You can cross-reference by page number instead of by section (although way back when, before either PDF or HTML, I was taught that page number cross-referencing was bad form and one should always favor section number/name references in any semi-structured document).
It is easier to generate not-obviously-ugly-and-bloated PDF from Word than it is to generate not-obviously-ugly-and-bloated HTML from Word. This isn’t so much a feature of Word as it is a feature of the inability of most people to look “inside” a PDF document to see how atrociously it has been constructed by the PDF printer. Still, though, generate a 200k PDF from Word and people understand a lot better than if you generate a 150k HTML file which they can plainly see only has 2k of actual content.
PDFs allow for DRM (inasmuch as the particular reader obeys the DRM settings). If that is your business, then the choice is obvious. For the vast majority of PDFs I encounter on the web, though, DRM isn’t a consideration and isn’t employed at all.

@Bob Carpenter:
"Here’s a real example from a blog entry I did on the mess created for search by PDFs: http://acl.ldc.upenn.edu/P/P06/P06-2051.pdf

Now try searching for the word ‘fulfills’. It follows the phrase ‘which fully’ on page 397 (7/8 in the PDF page numbering).

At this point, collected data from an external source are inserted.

PR #204, opened 2015-03-05
Created accessor for desiredCapabilities

### LINKED ISSUE #202: Accessor for desiredCapabilities
Is there a reason there's no accessor for desiredCapabilities? (ie. getDesiredCapabilities())?

Thanks!

cmacnaughton-al:
Closes #202

### DIFF
--- a/src/Selenium2Driver.php
+++ b/src/Selenium2Driver.php
@@ -103,7 +103,7 @@ class Selenium2Driver extends CoreDriver
     public function setDesiredCapabilities($desiredCapabilities = null)
     {
         if ($this->started) {
-            throw new DriverException("Unable to set desiredCapabilities: the session has already started");
+            throw new DriverException("Unable to set desiredCapabilities, the session has already started");
         }
 
         if (null === $desiredCapabilities) {
@@ -149,7 +149,7 @@ class Selenium2Driver extends CoreDriver
     /**
      * Gets the desiredCapabilities
      *
-     * @return array $desiredCapabilties
+     * @return array $desiredCapabilities
      */
     public function getDesiredCapabilities() {
         return $this->desiredCapabilities;
--- a/src/Selenium2Driver.php
+++ b/src/Selenium2Driver.php
@@ -151,7 +151,8 @@ class Selenium2Driver extends CoreDriver
      *
      * @return array $desiredCapabilities
      */
-    public function getDesiredCapabilities() {
+    public function getDesiredCapabilities()
+    {
         return $this->desiredCapabilities;
     }
 
--- a/src/Selenium2Driver.php
+++ b/src/Selenium2Driver.php
@@ -97,9 +97,15 @@ class Selenium2Driver extends CoreDriver
      * See http://code.google.com/p/selenium/wiki/DesiredCapabilities
      *
      * @param array $desiredCapabilities an array of capabilities to pass on to the WebDriver server
+     *
+     * @throws DriverException
      */
     public function setDesiredCapabilities($desiredCapabilities = null)
     {
+        if ($this->started) {
+            throw new DriverException("Unable to set desiredCapabilities: the session has already started");
+        }
+
         if (null === $desiredCapabilities) {
             $desiredCapabilities = self::getDefaultCapabilities();
         }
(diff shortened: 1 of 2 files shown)


aik099:
Please also add tests to cover changed code.

cmacnaughton-al:
I'm new to this process, so I'm not sure why that failed.  If there's something I need to address please let me know, I'd be happy to help!

tests/Custom/DesiredCapabilitiesTest.php
```diff
@@ -0,0 +1,36 @@
+<?php
+
+namespace Behat\Mink\Tests\Driver\Custom;
+
+use Behat\Mink\Driver\Selenium2Driver;
+use Behat\Mink\Tests\Driver\TestCase;
+
+class desiredCapabilitieTest extends TestCase
```
aik099: Class name should match filename. Probably you don't have test auto-loading issue because you're on Windows.

tests/Custom/DesiredCapabilitiesTest.php
```diff
@@ -0,0 +1,36 @@
...
+{
+
+    public function testGetDesiredCapabilties()
+    {
+        $driver = $this->getSession()->getDriver();
+        $this->assertNotEmpty($driver->getDesiredCapabilities(), 'desiredCapabilities empty');
```
aik099: I'm not sure if we need to assert content of desired capabilities at all. I thought about asserting:

1. that we have some capabilities at the start
2. what is set we're getting back
3. if we set during active session, then we get proper exception (exception class & message)

cmacnaughton-al: Sounds good.  I do have a question about this: for those first 2 tests you mention, do you mean to call `setDesiredCapabilities()` with some set of capabilities, then call `getDesiredCapabilities()` to verify what we get back is what we set?  If so, can you tell me how I can call `setDesiredCapabilities()` within in the test case?  From what I can tell, I would have to call `$this->getSession()->getDriver()->setDesiredCapabilities()`, but in doing so starts the session and thus makes setting the desiredCapabilities impossible/moot.  Is there somewhere else I need to call setDesiredCapabilities() during setup?

Again, I'm no expert on this, so any guidance you can provide would be helpful!

aik099: > If so, can you tell me how I can call setDesiredCapabilities() within in the test case?

If `setDesiredCapabilities` is a protected/private method, then you can set them indirectly during driver construction.

cmacnaughton-al: Where would I instantiate the driver?  It appears that it's already instantiated once phpunit hits the DesiredCapabilitiesTest class, and that's done from \Behat\Mink\Driver\TestCase.

aik099: Nobody prevents you from creating test case that doesn't use session at all and manually instantiate driver class.

cmacnaughton-al:
Please let me know if you have any insight as to why scrutinizer failed.  I'm actually working on a Mac, and all the tests pass fine.  I did correct the filename/classname issue.

src/Selenium2Driver.php
```diff
@@ -141,6 +147,15 @@ public function setDesiredCapabilities($desiredCapabilities = null)
     }
 
     /**
+     * Gets the desiredCapabilities
+     *
+     * @return array $desiredCapabilities
+     */
+    public function getDesiredCapabilities() {
```
stof: CS issue here. The curly brace should be on its own line

tests/Custom/DesiredCapabilitiesTest.php
```diff
@@ -0,0 +1,50 @@
...
+            'browser'           => 'firefox',
+            'name'              => 'Selenium2 Mink Driver Test',
+            'deviceOrientation' => 'portrait',
+            'deviceType'        => 'tablet',
+            'selenium-version'  => '2.45.0'
+        );
+
+        $driver = new Selenium2Driver('firefox', $caps);
+        $this->assertNotEmpty($driver->getDesiredCapabilities(), 'desiredCapabilities empty');
+        $this->assertTrue(gettype($driver->getDesiredCapabilities()) == 'array');
```
stof: use ``assertInternalType('array', ...)`` instead

tests/Custom/DesiredCapabilitiesTest.php
```diff
@@ -0,0 +1,50 @@
...
+        $this->assertEquals($driver->getDesiredCapabilities(), $caps);
```
stof: the expected value should be the first argument. Otherwise error messages are confusing on failure.

aik099:
Looks good. Merging, thanks @cmacnaughton-al .

PR #206, opened 2015-03-23
Update Selenium to the latest version

stof:


aik099:
OK

stof:
I updated my commit to use 2.46, and added a second commit to remove the test failing on recent versions of Selenium and not bringing much value IMO.

aik099:
Please do not remove that. Fact, that `CurlExec` exception is now thrown and breaks the tests is a bug introduced in `php-webdriver` library in https://github.com/instaclick/php-webdriver/pull/58 (was released as 1.4.2 version, which we might want to ignore in out `composer.json`) and the fix https://github.com/instaclick/php-webdriver/pull/67 is pending review.

LionsAd:
1.4.3 was released with the patch reverted.

LionsAd:
So this should be good to go in

PR #207, opened 2015-04-02
Fix comment for setTimeouts

perk11:
Timeouts are in milliseconds, rather than microseconds.
Milliseconds are defined here: https://github.com/instaclick/php-webdriver/blob/master/lib/WebDriver/Session.php#L320


aik099:
:+1:

stof:
thanks

PR #209, opened 2015-06-25
[WIP] Use Ctrl+A to to clear text inputs and textareas instead of pressing backspace and delete repeatedly

### LINKED ISSUE #198: setValue does not work correctly with focused fields
This took me a long time to track down, and it's somewhat difficult to explain, but here goes...

This is causing tests to fail on my project because I'm testing pages that have certain fields auto-focused depending on user actions.

OS: Mac OS X 10.10
Browser: Firefox 31.4.0esr, 33.1.1, 34.0.5
Selenium: 2.44

Unfortunately it's difficult to create a pull request to demonstrate this because this repo uses tests and fixtures defined in one of it's vendors folders, which is outside of version control. So I'm going to have to post details here instead.

I had a lot of difficulty creating a failing test that would illustrate this issue, because I could not get the field to focus during testing using evaluateScript() or even by adding a simple button with an onclick="blablabla.focus()", because for some reason that didn't work either! *pulls hair out*.

The only way I can get this test to fail is to add a function that is called by a button... bizarre. Anyway, onto the details:

Add the following snippet to the end of the body tag in `/vendor/behat/mink/driver-testsuite/web-fixtures/basic_form.html`:

```html
    <button onclick="doFocus()">Focus</button>

    <script>
      function doFocus() {
        document.getElementById('lastn').focus();
      }
    </script>
```

Then drop the following into the GeneralTest class in `/vendor/behat/mink/driver-testsuite/tests/Form/GeneralTest.php`:

```php
    public function testFillFocusedTextField()
    {
        $session = $this->getSession();

        $session->visit($this->pathTo('/basic_form.html'));

        $page = $this->getSession()->getPage();
        $page->pressButton('Focus');

        $webAssert = $this->getAssertSession();
        $field = $webAssert->fieldExists('last_name');
        $field->setValue('Chekote');

        $this->assertEquals('Chekote', $field->getValue());
    }
```

Then run the test with `phpunit --filter "testFillFocusedTextField"`

It shouldn't matter where the caret is when the field is focused, because the Selenium2Driver::setValue() method prepends a backspace and a delete keystroke for each existing character to the value before passing it to the postValue method. This *should* mean that the existing value will be deleted regardless of where the caret is in the field.

Unfortunately, it is failing with the caret being anywhere except the very end of the existing value. It appears that when the field is already focused, there are two possible scenarios:

1. If the caret is at the very beginning of the existing value, then only the first "delete" keystroke is processed, and the new value inserted. So in the test above, this results in "Lastname" changing to "Chekoteastname", instead of the expected "Chekote".
2. If the caret is anywhere within the existing value, then all of the "delete" keystrokes seem to be completely ignored. A few examples:

```
Caret positon:    Result:
L|astname          Chekoteastname
La|stname          Chekotestname
Las|tname          Chekotetname
Last|name          Chekotename
```

I can fix this on my machine with a call to $element->clear() before calling the postValue(), but I understand that this probably introduces issues with events (which is why I'm guessing it was removed in 23ec6b4d4aaba1a6de8affe097a95682b90022bf).

Any advice / help would be greatly appreciated.

perk11:
This fixed #198 for me

### DIFF
--- a/src/Selenium2Driver.php
+++ b/src/Selenium2Driver.php
@@ -656,11 +656,17 @@ JS;
         $value = strval($value);
 
         if (in_array($elementName, array('input', 'textarea'))) {
-            $existingValueLength = strlen($element->attribute('value'));
+            $deleteSequence = Key::CONTROL . 'a' . KEY::NULL_KEY . Key::COMMAND . 'a' . KEY::NULL_KEY;
+            if (strlen($value) === 0) {
+                $value = $deleteSequence . Key::BACKSPACE;
+            } else {
+                $value = $deleteSequence . $value;
+            }
             // Add the TAB key to ensure we unfocus the field as browsers are triggering the change event only
             // after leaving the field.
-            $value = str_repeat(Key::BACKSPACE . Key::DELETE, $existingValueLength) . $value . Key::TAB;
+            $value .= Key::TAB;
         }
+
 
         $element->postValue(array('value' => array($value)));
     }


src/Selenium2Driver.php
```diff
@@ -656,12 +656,18 @@ public function setValue($xpath, $value)
         $value = strval($value);
 
         if (in_array($elementName, array('input', 'textarea'))) {
-            $existingValueLength = strlen($element->attribute('value'));
+            $deleteSequence = Key::CONTROL . 'a' . KEY::NULL_KEY;
```
aik099: On Mac the shortcut for doing this is Command+A. We should detect OS and use corresponding shortcut.

perk11: What do you think would be a good way to detect OS? I think of adding `isMac()` method that would execute a JS `navigator.appVersion.indexOf("Mac")!==-1;` and cache the result, does this sound good?

aik099: Not sure. Maybe Selenium itself has reliable OS detection methods, that doesn't involve checking user agent string, that can be faked by setting corresponding header.

perk11:
@aik099 I updated it to press both Ctrl+A and Command+A, should work on Mac now.

src/Selenium2Driver.php
```diff
@@ -656,12 +656,18 @@ public function setValue($xpath, $value)
         $value = strval($value);
 
         if (in_array($elementName, array('input', 'textarea'))) {
-            $existingValueLength = strlen($element->attribute('value'));
+            $deleteSequence = Key::CONTROL . 'a' . KEY::NULL_KEY . Key::COMMAND . 'a' . KEY::NULL_KEY;
```
aik099: Sending both shortcuts doesn't sound quite right. Maybe we'd better stay with OS detection as you suggested, but use remote capabilities for retrieval of user agent like here: http://mashtips.com/get-system-os-browser-version-java-selenium-webdriver/

perk11: @aik099, yes pressing both keys causes "a" to be typed in Chrome, I'll look into OS detection.

stof:
Closing this as #198 has been marked as fixed on the Selenium side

The reason you can’t see it is that ‘fi’ is what’s known as a ligature, and in the interest of prettiness, PDF treats it as a unit, so it doesn’t match the sequence of two characters ‘fi’.

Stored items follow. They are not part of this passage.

PR #519, opened 2025-07-31
Add nil check for ScaResults when SCA scan is not performed in audit

kerenr-jfrog:

-----

- Added a missing nil check before accessing ScaResults to properly handle audit scans that are run without SCA enabled. This prevents potential runtime errors when ScaResults is nil.

### DIFF
--- a/utils/results/common.go
+++ b/utils/results/common.go
@@ -81,7 +81,10 @@ func checkIfFailBuildConsideringApplicability(target *TargetResults, entitledFor
 	jasApplicabilityResults := target.JasResults.GetApplicabilityScanResults()
 
 	// Get new violations from the target
-	newViolations := target.ScaResults.Violations
+	var newViolations []services.Violation
+	if target.ScaResults != nil {
+		newViolations = target.ScaResults.Violations
+	}
 
 	// Here we iterate the new violation results and check if any of them should fail the build.
 	_, _, err := ForEachScanGraphViolation(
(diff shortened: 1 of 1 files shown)


utils/results/common.go
```diff
@@ -98,18 +101,20 @@ func checkIfFailBuildConsideringApplicability(target *TargetResults, entitledFor
...
-			target.ScanTarget,
-			deprecatedViolations,
-			entitledForJas,
-			jasApplicabilityResults,
-			checkIfShouldFailBuildAccordingToPolicy(shouldFailBuild),
-			nil,
-			nil)
-		if err != nil {
-			return err
+	if target.ScaResults != nil {
```
eranturgeman, line 104: just for easier reading i'd suggest inserting the opposite condition here:
if target.ScaResults == nil { return nil }
... the following loop ...

eranturgeman (commented):
This is a sensitive part of the flow, please make sure the flow works as expected manually (create a scenario where we can reproduce the exact flow that reaches the new conditions)
Also please refer to TestViolationFailBuild and add a testCase that simulates this case

utils/results/common.go
```diff
@@ -96,6 +99,10 @@ func checkIfFailBuildConsideringApplicability(target *TargetResults, entitledFor
 		return err
 	}
```
eranturgeman, line 101: move this check to the top and if target.ScaResults == nil simply return sicne there is nothing to check

PR #541, opened 2025-08-24
Add SAST runs to cdx content

attiasas:

-----

Add SAST content to the cyclonedx content by adding a `sast` attributes outside of spec
(*leaving option to parse into 'vulnerabilities' but not official)


utils/utils.go
```diff
@@ -342,6 +342,10 @@ func SaveCdxContentToFile(pathToSave string, bom *cyclonedx.BOM) (err error) {
 	return cyclonedx.NewBOMEncoder(file, cyclonedx.BOMFileFormatJSON).SetPretty(true).Encode(bom)
 }
 
+func DumpCdxWithSastContentToFile(fileContent []byte, scanResultsOutputDir, filePrefix string, threadId int) (err error) {
```
hadarshjfrog, line 345: I see the Sast in the name - but not referring to it in the content or other params...

utils/results/conversion/cyclonedxparser/cyclonedxparser.go
```diff
@@ -31,18 +31,21 @@ const (
 type CmdResultsCycloneDxConverter struct {
 	entitledForJas bool
 	xrayVersion    string
+	parseSast      bool
```
hadarshjfrog, line 34: why do we need it? shouldn't it be consistent - that if we didn't get sast results - it just would be omitted?

hadarshjfrog (commented):
Let's discuss how the addition of the SAST affect the existing CDX file

utils/formats/cdxutils/cyclonedxutils.go
```diff
@@ -19,6 +20,11 @@ import (
 	"github.com/jfrog/jfrog-cli-security/utils/techutils"
 )
 
+type BOMWithSAST struct {
```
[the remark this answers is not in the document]
attiasas: Yeah, its omitted if empty.
all the sides (client/server) and components that involves in this should have similar struct so they can unmarshal the data to it and not use the generic cyclonedx.NewBOM() when parsing/marshling the data

utils/results/conversion/cyclonedxparser/cyclonedxparser.go
attiasas: it is omitted.
There is no place in the code when we pass this arg as `true`, so we will never parse the content of the SARIF to the cdx but directly attach the runs content to our new attribute.

I added it since I already wrote a code that parses the results from the SARIF (similar to IaC and Secrets...)
I can also remove the old code related to that if you think its better....

utils/utils.go
hadarshjfrog: @attiasas ?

At least in January 2008, PDFs are nice for printing and layout, but lousy for search."

Safari found “fulfills” just fine. FYI. It seems someone has already fixed this problem.

minglem · January 3, 2008, 12:00am

my experience is that a number of small (especially non-profits) Website owners create their original documents in something like Word or even something obscure. They want to make the documents available on the Web but don’t have the resources to turn them into full-on HTML, so they resort to the next best choice: PDFs.

JD18 · January 3, 2008, 12:00am

Probably the new GNU pdf project will be so flexible, that a firefox plugin could be readily cached into memory and display content in a quick, unjarring way. With Adobe it seems like there is a pretty dramatic resizing of an external window into the browser area, or, its just external to the browsers direct control all together.

engtech · January 3, 2008, 12:00am

The one thing PDF has going for it, is guaranteed layout… something that HTML doesn’t achieve because of cross-browser issues.

Or at least, that’s what you’d think. That only holds true for Adobe reader, I’ve some PDFs not work properly with FoxIt.

But still, PDF is usually a better way to present paginated information you’d want to print than HTML.